» **BRIEF**:
Set down exactly the lines below, starting at the one that contains "or similar." and ending at the one that contains "TravisCI does not", with both of those lines included and nothing else.

DATA EXCERPTS Block Start

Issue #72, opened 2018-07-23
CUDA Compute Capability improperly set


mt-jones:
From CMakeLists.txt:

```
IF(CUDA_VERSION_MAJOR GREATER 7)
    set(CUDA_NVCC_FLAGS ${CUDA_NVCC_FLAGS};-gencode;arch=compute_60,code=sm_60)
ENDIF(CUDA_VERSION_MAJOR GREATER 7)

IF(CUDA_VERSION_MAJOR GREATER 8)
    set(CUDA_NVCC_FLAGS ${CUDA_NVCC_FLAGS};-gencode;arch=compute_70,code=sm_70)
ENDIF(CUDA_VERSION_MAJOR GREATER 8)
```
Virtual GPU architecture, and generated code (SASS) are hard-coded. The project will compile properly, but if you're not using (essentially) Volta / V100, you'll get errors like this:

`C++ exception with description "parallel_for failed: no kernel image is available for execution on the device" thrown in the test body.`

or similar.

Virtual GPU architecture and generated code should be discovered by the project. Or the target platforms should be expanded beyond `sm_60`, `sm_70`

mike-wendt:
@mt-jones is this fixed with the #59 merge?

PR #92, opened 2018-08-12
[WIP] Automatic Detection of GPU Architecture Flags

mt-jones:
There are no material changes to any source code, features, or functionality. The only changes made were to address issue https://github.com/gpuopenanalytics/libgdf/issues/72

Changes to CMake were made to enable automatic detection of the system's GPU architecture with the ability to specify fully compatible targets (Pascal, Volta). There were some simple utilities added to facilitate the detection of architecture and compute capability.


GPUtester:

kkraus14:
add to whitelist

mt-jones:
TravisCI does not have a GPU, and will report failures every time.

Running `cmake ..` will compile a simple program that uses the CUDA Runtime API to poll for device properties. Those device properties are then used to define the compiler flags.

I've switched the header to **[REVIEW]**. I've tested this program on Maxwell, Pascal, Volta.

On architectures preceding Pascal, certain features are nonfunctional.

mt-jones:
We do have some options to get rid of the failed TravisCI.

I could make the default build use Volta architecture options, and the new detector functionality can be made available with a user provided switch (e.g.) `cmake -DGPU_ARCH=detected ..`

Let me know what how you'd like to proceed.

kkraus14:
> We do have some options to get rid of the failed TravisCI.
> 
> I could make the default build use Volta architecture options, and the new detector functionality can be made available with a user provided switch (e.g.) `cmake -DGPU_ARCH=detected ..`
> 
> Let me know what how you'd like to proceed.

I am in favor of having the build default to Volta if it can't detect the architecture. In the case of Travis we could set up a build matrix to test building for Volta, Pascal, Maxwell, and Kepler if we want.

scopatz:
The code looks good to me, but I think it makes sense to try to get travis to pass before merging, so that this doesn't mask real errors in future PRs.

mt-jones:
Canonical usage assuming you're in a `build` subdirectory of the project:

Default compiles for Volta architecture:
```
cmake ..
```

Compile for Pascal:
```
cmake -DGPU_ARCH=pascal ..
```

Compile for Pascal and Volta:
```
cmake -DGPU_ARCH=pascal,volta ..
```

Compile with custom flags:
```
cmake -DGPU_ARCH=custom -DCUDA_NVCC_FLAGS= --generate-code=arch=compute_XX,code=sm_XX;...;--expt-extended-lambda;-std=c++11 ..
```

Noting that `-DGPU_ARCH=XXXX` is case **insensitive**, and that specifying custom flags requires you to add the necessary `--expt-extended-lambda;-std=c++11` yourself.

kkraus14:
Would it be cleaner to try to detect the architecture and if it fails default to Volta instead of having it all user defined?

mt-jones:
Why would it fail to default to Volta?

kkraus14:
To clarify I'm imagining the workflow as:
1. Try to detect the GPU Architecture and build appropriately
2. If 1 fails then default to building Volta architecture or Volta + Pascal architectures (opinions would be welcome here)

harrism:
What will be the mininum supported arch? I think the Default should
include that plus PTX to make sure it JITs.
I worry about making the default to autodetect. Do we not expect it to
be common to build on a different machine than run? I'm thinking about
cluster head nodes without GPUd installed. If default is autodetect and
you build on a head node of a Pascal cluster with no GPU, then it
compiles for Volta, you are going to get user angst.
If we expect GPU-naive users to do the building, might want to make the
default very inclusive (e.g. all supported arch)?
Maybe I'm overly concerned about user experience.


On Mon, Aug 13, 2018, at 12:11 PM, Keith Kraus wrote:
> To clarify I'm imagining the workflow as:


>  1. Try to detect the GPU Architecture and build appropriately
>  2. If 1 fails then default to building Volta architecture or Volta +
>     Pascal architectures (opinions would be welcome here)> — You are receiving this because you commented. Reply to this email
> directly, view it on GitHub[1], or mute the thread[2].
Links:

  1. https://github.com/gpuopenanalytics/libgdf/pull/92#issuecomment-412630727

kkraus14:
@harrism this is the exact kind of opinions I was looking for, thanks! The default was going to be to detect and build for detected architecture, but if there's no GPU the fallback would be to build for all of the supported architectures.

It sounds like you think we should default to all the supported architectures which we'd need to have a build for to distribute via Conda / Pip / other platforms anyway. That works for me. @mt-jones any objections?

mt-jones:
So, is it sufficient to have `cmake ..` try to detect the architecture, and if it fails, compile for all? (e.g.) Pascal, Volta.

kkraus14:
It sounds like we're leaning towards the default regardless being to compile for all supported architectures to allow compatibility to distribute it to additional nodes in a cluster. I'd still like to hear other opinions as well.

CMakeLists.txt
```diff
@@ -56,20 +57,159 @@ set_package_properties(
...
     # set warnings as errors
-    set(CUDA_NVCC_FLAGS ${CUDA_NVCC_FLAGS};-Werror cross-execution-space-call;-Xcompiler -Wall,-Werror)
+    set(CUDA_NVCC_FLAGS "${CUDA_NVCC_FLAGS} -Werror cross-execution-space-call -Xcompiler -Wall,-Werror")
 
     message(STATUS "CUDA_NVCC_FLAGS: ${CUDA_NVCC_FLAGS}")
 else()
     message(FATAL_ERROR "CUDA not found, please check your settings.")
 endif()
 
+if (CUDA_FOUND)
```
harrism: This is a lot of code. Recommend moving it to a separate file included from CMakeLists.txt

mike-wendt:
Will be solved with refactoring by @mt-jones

DATA EXCERPTS Block End

» **EXERCISE OUTPUT**:
or similar.

Virtual GPU architecture and generated code should be discovered by the project. Or the target platforms should be expanded beyond `sm_60`, `sm_70`

mike-wendt:
@mt-jones is this fixed with the #59 merge?

PR #92, opened 2018-08-12
[WIP] Automatic Detection of GPU Architecture Flags

mt-jones:
There are no material changes to any source code, features, or functionality. The only changes made were to address issue https://github.com/gpuopenanalytics/libgdf/issues/72

Changes to CMake were made to enable automatic detection of the system's GPU architecture with the ability to specify fully compatible targets (Pascal, Volta). There were some simple utilities added to facilitate the detection of architecture and compute capability.


GPUtester:

kkraus14:
add to whitelist

mt-jones:
TravisCI does not have a GPU, and will report failures every time.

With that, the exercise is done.